Do you have something in your /var/log/mysql/mysqld.err (or the relevant file according to your config).

If your systems are keeping /var/run/mysqld/mysqld.pid instead of deleting it, there might be some logs in syslog of such a failure. No?

----------

## Exil

mysql stop will not do that. 

/etc/init.d/mysql zap will clean mysql status to not runing.

----------

## scumsurfer

Hi,

When I issue the command "/etc/init.d/mysql stop" mysql stops ok and can be started again without any error. My problem only seems to happen when I restart the server.

My /var/log/mysql/mysqld.err contains the following lines corresponding to a system reboot

081106 10:18:00 [Note] /usr/sbin/mysqld: Normal shutdown

081106 10:18:00  InnoDB: Starting shutdown...

081106 10:18:01  InnoDB: Shutdown completed; log sequence number 0 43655

081106 10:18:01 [Note] /usr/sbin/mysqld: Shutdown complete

081106 10:07:26  InnoDB: Started; log sequence number 0 43655

081106 10:07:31 [Note] /usr/sbin/mysqld: ready for connections.

Version: '5.0.60-log'  socket: '/var/run/mysqld/mysqld.sock'  port: 3306  Gentoo Linux mysql-5.0.60-r1

According to this log the mysql service started ok, but the services which depend on mysql did not start as mysql apparently did not start ok.
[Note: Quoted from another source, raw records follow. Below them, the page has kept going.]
PR #2415, opened 2026-08-30
Prune unreachable functions and renumber (#2359)

### LINKED ISSUE #2359: Builtins are linked unconditionally: 230 of the 245 bytes `fib` has grown are code it never calls
`core/dce.vibe` tree-shakes top-level **user** statements. It does not tree-shake **builtins** — every registry builtin's body, func-table entry and type entry is part of every linked module's fixed footprint, whether or not the program can reach it.

`bench/perf/size_baseline.txt` has been recording the consequence for a year of rebaselines without anyone naming it as its own problem. Reading the entries' own attributions for the smallest sample, `bench/binary_size/fib.vibe`:

| rebaseline | fib | Δ | what the entry attributes it to |
| :--- | ---: | ---: | :--- |
| initial (#1109-4) | 755 | — | |
| #1191 | 780 | **+25** | 5 new `Map` runtime builtins; "none of these five samples touch Map" |
| #1666 | 795 | +15 | main's drift, recorded but not attributed |
| #2199 | 881 | **+86** | OOB abort message strings; "none of them indexes out of range" |
| #2199 ask 2 | 980 | **+99** | `__rt_print_i64_raw` + `__rt_oob_abort`; same shape |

Please see below:

mail ~ # /etc/init.d/MailScanner status

 * status:  stopped

mail ~ # /etc/init.d/MailScanner start

 * Starting mysql ...

 * "/var/run/mysqld/mysqld.pid" is still present and the process is running.

 * Please stop it "kill 4834" maybe ?                                                                                   [ !! ]

 * ERROR:  cannot start MailScanner as mysql could not start

mail ~ # /etc/init.d/mysql start

 * Starting mysql ...

 * Starting mysql (/etc/mysql/my.cnf)                                                                                   [ ok ]

mail ~ # /etc/init.d/MailScanner start

 * Starting MailScanner ...

Starting MailScanner... Done.                                                                                           [ ok ]

mail ~ #   

There is no logs indicating any problem with the mysql pid.

----------

## nurachi

Two suggestions:

- be sure to have Mailscanner started at the same runlevel (or before) than Mysql (rc-update add Mailscanner default).

- try to remove PARALLEL_FETCH from /etc.conf.d/rc or /etc/rc.conf if you have set it. System sartup'll be slower but safer.

----------

## scumsurfer

Hi,

Parallel startup is disabled in /etc/conf.f/rc and MailScanner is already in the same startup level even though it is dependant on MySql

Any other ideas please?

Thanks for the help....

Carl

----------

## fbcyborg

Hello, 

I have this problem too! My dev-db/mysql version is 5.0.60-r1. Sometimes during the boot process, mysql doesn't start.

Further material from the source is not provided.